Traducido por Cristina Huelsz

Marzo 29, 1812

Todo comenzó en la iglesia, donde él intentó disimular el hecho de que no podía dejar de lanzar miradas furtivas a Elizabeth, combinado con un absoluto desdén por el estúpido sermón del señor Collins. Pascua y renacimiento: en eso no se equivocaba, pero las ridículas divagaciones que le siguieron habrían sido risibles de no haber sido tan terriblemente aburridas. Darcy ya se había preparado para saber que no tendría el agudo y doloroso placer de volver a ver a Elizabeth hasta la misa de la semana siguiente, cuando oyó que Lady Catherine invitaba al señor Collins y a su grupo a reunirse con ellos en Rosings esa misma tarde.

Quiso sentirse consternado por la noticia. Era mejor limitar su exposición a Elizabeth a una vez por semana en la iglesia, donde podía recordar por qué ella no podía ser suya, pero por mucho que supiera que debía mantenerse alejado de ella, no podía encontrar el menor rastro de arrepentimiento en su corazón por tener otra hora en su compañía, otra hora de sentirse vivo, aquella tarde.

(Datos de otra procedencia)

PR #6640, opened 2019-03-25
Oauth2login adfs sample

selvinsource:
Added an example on how to integrate with Microsoft ADFS using the out of the box spring boot auto-configuration for Oauth2 Client.

The reason for this is that I spent several days on trying to figure out if ADFS worked with Spring oauth2-client and almost went down the path of implementing a custom AdfsUserInfoTokenServices as explained here https://stackoverflow.com/questions/43148552/how-to-configure-spring-boot-security-oauth2-for-adfs/52590323 underpinning the security of the flow.

In the end I found (after many attempts) the right combination of properties that makes ADFS works out of the box and I thought it would be useful to share.

If you accept the pull request I am going to answer the stackoverflow question above providing this sample application.

FYI, I signed the ICLA.

### DIFF
--- a/samples/boot/oauth2login/README.adoc
+++ b/samples/boot/oauth2login/README.adoc
@@ -324,6 +324,7 @@ This section shows how to configure the sample application using Microsoft AD FS
 To use Microsoft AD FS authentication system for login, you must add an Application Group in AD FS Management console.
 
 The following steps describe how to configure the application group in AD FS:
+
 . In AD FS Management, right-click on Application Groups and select Add Application Group. 
 . On the Application Group Wizard, for the name enter ADFSSSO and under Client-Server applications select Web browser accessing a web application template. Click Next.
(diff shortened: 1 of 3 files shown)


jgrandja:
@selvinsource Thanks for the PR. The stackoverflow question is related to the [Spring Security OAuth](https://spring.io/projects/spring-security-oauth) project, however, this PR is for the new OAuth support we've been building since [Spring Security](https://spring.io/projects/spring-security) 5.0.

We appreciate the PR but after reviewing the changes the only new addition is the instructions on how to setup the OAuth client in Microsoft AD FS 4.0 (the new `*.client.registration.adfs` in `application.yml` is the same as the other example client registrations). Given that those instructions may change by Microsoft, I'm not sure we want to add to the list of instructions that we currently have for the 4 existing providers. If the oauth2 client configuration required some customizations than we may have considered the PR. Either way, we appreciate you putting this together and hope to see other contributions from you in the future.

Issue #13144, opened 2023-05-08
Provide meaningful error when invalid client-authentication-method is provided


rwinch:
If an invalid client-authentication-method is configured (eg "basic"), then the authorization code request is made with no credentials which makes troubleshooting more difficult. Instead, a meaningful error message should be provided on the client if the client-authentication-method is invalid.

PR #13240, opened 2023-05-26
Error On Unsupported Client Authentication Methods

jzheaux:
Related to #13144


oauth2/oauth2-client/src/main/java/org/springframework/security/oauth2/client/endpoint/DefaultAuthorizationCodeTokenResponseClient.java
```diff
@@ -132,4 +134,26 @@ public void setRestOperations(RestOperations restOperations) {
...
+			ClientRegistration clientRegistration = authorizationCodeGrantRequest.getClientRegistration();
+			ClientAuthenticationMethod clientAuthenticationMethod = clientRegistration.getClientAuthenticationMethod();
+			String registrationId = clientRegistration.getRegistrationId();
+			boolean supportedClientAuthenticationMethod = clientAuthenticationMethod
+					.equals(ClientAuthenticationMethod.NONE)
+					|| clientAuthenticationMethod.equals(ClientAuthenticationMethod.CLIENT_SECRET_BASIC)
+					|| clientAuthenticationMethod.equals(ClientAuthenticationMethod.CLIENT_SECRET_POST);
+			Assert.isTrue(supportedClientAuthenticationMethod, () -> String.format(
+					"This class supports `client_secret_basic`, `client_secret_post`, and `none` by default. Client [%s] is using [%s] instead. Please use a supported client authentication method, or use `setRequestEntityConverter` to supply an instance that supports [%s].",
+					registrationId, clientAuthenticationMethod, clientAuthenticationMethod));
```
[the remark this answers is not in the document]
sjohnr: We should also add something similar to the other converters (or their corresponding access token clients) and reactive side as well?

sjohnr (changes requested):
Looks like a good start, @jzheaux! I've added my thoughts below.

oauth2/oauth2-client/src/main/java/org/springframework/security/oauth2/client/endpoint/DefaultAuthorizationCodeTokenResponseClient.java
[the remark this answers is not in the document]
jzheaux: The concern with adding the logic into the converters is that it would break the extensibility of the converter. For example, if the converter errors, I cannot augment the behavior by adding `ClientAuthorizationMethod` of my own by subclassing the converter or delegating to it.

IMO, it is the client that should enforce what client authentication methods it supports. The reason I wrapped the converter is to make it simpler to override in the event that the extra checks break someone. Perhaps it would be better instead to check input conditions in the `getTokenResponse` method. 

I think the concern is that there is no way to articulate what client authentication methods this client supports. But, really it is the server that states what it supports. So, instead, another way would be to check the response code. If it is a 401, then we throw an exception that details the client authentication method specified and how it may be incorrect, something like:

```java
catch (RestClientException ex) {
  if (status code is 401 && clientAuthenticationMethod is neither BASIC nor POST) {
      throw new OAuth2AuthorizationException("The client returned a 401. It appears you could be using a custom client authentication method [%s] instead of the more typical client_secret_basic or client_secret_post. Note that Spring Security recently changed the value of basic to client_secret_basic and post to client_secret_post. Please double-check your configuration for ... etc. ... you may want to change your method to ... or you may need to implement a custom request entity converter ... ")
  } else {
      // existing behavior
  }
}
```

or similar.

Even better, if this can read the `WWW-Authenticate` header in the response, the error message can be even more helpful.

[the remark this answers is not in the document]
sjohnr: That all makes sense, @jzheaux. After discussing with you, we're in agreement that handling the 401 error provides the right opportunity for a more descriptive error message that helps developers discover the root cause of missing client authentication.

Furthermore, due to the customization options available with request entity converters, the approach in this PR to wrap the converter internally seems the best way to passively add this validation. If anyone customizes the access token response client, they will undoubtedly customize the `requestEntityConverter`, which would cause this validation to back off. There may be times when they still need the validation after customizing, but the 80/20 rule seems applicable here.

We discussed some other ideas, and the only one I'm still wondering about is if there's something we can add in Spring Boot to detect `basic` or `post`. I feel like a warning could be logged in Boot for those two strings in particular. It shouldn't fail though. But that is a separate conversation, and I may be off there still.

oauth2/oauth2-client/src/main/java/org/springframework/security/oauth2/client/endpoint/AbstractWebClientReactiveOAuth2AccessTokenResponseClient.java
```diff
@@ -106,6 +101,34 @@ public Mono<OAuth2AccessTokenResponse> getTokenResponse(T grantRequest) {
...
+
+	private void validateClientAuthenticationMethod(T grantRequest) {
+		ClientRegistration clientRegistration = grantRequest.getClientRegistration();
+		ClientAuthenticationMethod clientAuthenticationMethod = clientRegistration.getClientAuthenticationMethod();
+		boolean supportedClientAuthenticationMethod = clientAuthenticationMethod.equals(ClientAuthenticationMethod.NONE)
+				|| clientAuthenticationMethod.equals(ClientAuthenticationMethod.CLIENT_SECRET_BASIC)
+				|| clientAuthenticationMethod.equals(ClientAuthenticationMethod.CLIENT_SECRET_POST);
+		if (!supportedClientAuthenticationMethod) {
+			throw new IllegalArgumentException(String.format(
+					"This class supports `client_secret_basic`, `client_secret_post`, and `none` by default. Client [%s] is using [%s] instead. Please use a supported client authentication method, or use `setRequestEntityConverter` to supply an instance that supports [%s].",
```
sjohnr, line 117: Is the error message accurate here? I'm guessing the `requestEntityConverter` is intended to remain hidden, and it should specify something like "... set/add headersConverter or set/add parametersConverter ..." instead?

oauth2/oauth2-client/src/main/java/org/springframework/security/oauth2/client/endpoint/DefaultClientCredentialsTokenResponseClient.java
```diff
@@ -58,7 +60,7 @@
 
 	private static final String INVALID_TOKEN_RESPONSE_ERROR_CODE = "invalid_token_response";
 
-	private Converter<OAuth2ClientCredentialsGrantRequest, RequestEntity<?>> requestEntityConverter = new OAuth2ClientCredentialsGrantRequestEntityConverter();
+	private Converter<OAuth2ClientCredentialsGrantRequest, RequestEntity<?>> requestEntityConverter = new ClientAuthenticationMethodVerifyingRequestEntityConverter();
```
sjohnr, line 63: Probably just preference again, but I feel like instead of delegation, introducing a boolean flag here would work as well. It seems nice to me also because it makes things slightly easier to understand and debug.

oauth2/oauth2-client/src/main/java/org/springframework/security/oauth2/client/endpoint/DefaultJwtBearerTokenResponseClient.java
```diff
@@ -124,4 +126,26 @@ public void setRestOperations(RestOperations restOperations) {
...
+			ClientRegistration clientRegistration = jwtBearerGrantRequest.getClientRegistration();
+			ClientAuthenticationMethod clientAuthenticationMethod = clientRegistration.getClientAuthenticationMethod();
+			String registrationId = clientRegistration.getRegistrationId();
+			boolean supportedClientAuthenticationMethod = clientAuthenticationMethod
+					.equals(ClientAuthenticationMethod.NONE)
+					|| clientAuthenticationMethod.equals(ClientAuthenticationMethod.CLIENT_SECRET_BASIC)
+					|| clientAuthenticationMethod.equals(ClientAuthenticationMethod.CLIENT_SECRET_POST);
+			Assert.isTrue(supportedClientAuthenticationMethod, () -> String.format(
+					"This class supports `client_secret_basic`, `client_secret_post`, and `none` by default. Client [%s] is using [%s] instead. Please use a supported client authentication method, or use `setRequestEntityConverter` to supply an instance that supports [%s].",
+					registrationId, clientAuthenticationMethod, clientAuthenticationMethod));
```
sjohnr, line 145: Could we re-use some of this validation across the implementations?

sjohnr (changes requested):
Thanks for the updates @jzheaux, this is looking really good! I've added just a few more comments below.

oauth2/oauth2-client/src/main/java/org/springframework/security/oauth2/client/endpoint/DefaultClientCredentialsTokenResponseClient.java
```diff
@@ -129,4 +132,26 @@ public void setRestOperations(RestOperations restOperations) {
 		this.restOperations = restOperations;
 	}
 
+	private static final class ClientAuthenticationMethodVerifyingRequestEntityConverter
+			implements Converter<OAuth2ClientCredentialsGrantRequest, RequestEntity<?>> {
```
sjohnr, line 136: Looks like the reusable class was only used in `DefaultAuthorizationCodeTokenResponseClient`?

sjohnr (approved):
Thanks @jzheaux, I added one new item below. I'm good once this is addressed. 👍

oauth2/oauth2-client/src/main/java/org/springframework/security/oauth2/client/endpoint/DefaultClientCredentialsTokenResponseClient.java
jzheaux: Good catch, thanks.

La expectativa de su visita lo persiguió durante todo el día, lo cual lo hizo sentirse inusualmente inquieto. Incluso el coronel Fitzwilliam hizo un comentario sobre su inquietud, lo que trajo a Darcy de vuelta al presente durante unos minutos, pero el coronel no pudo competir con la hechizante Elizabeth que llenaba sus pensamientos.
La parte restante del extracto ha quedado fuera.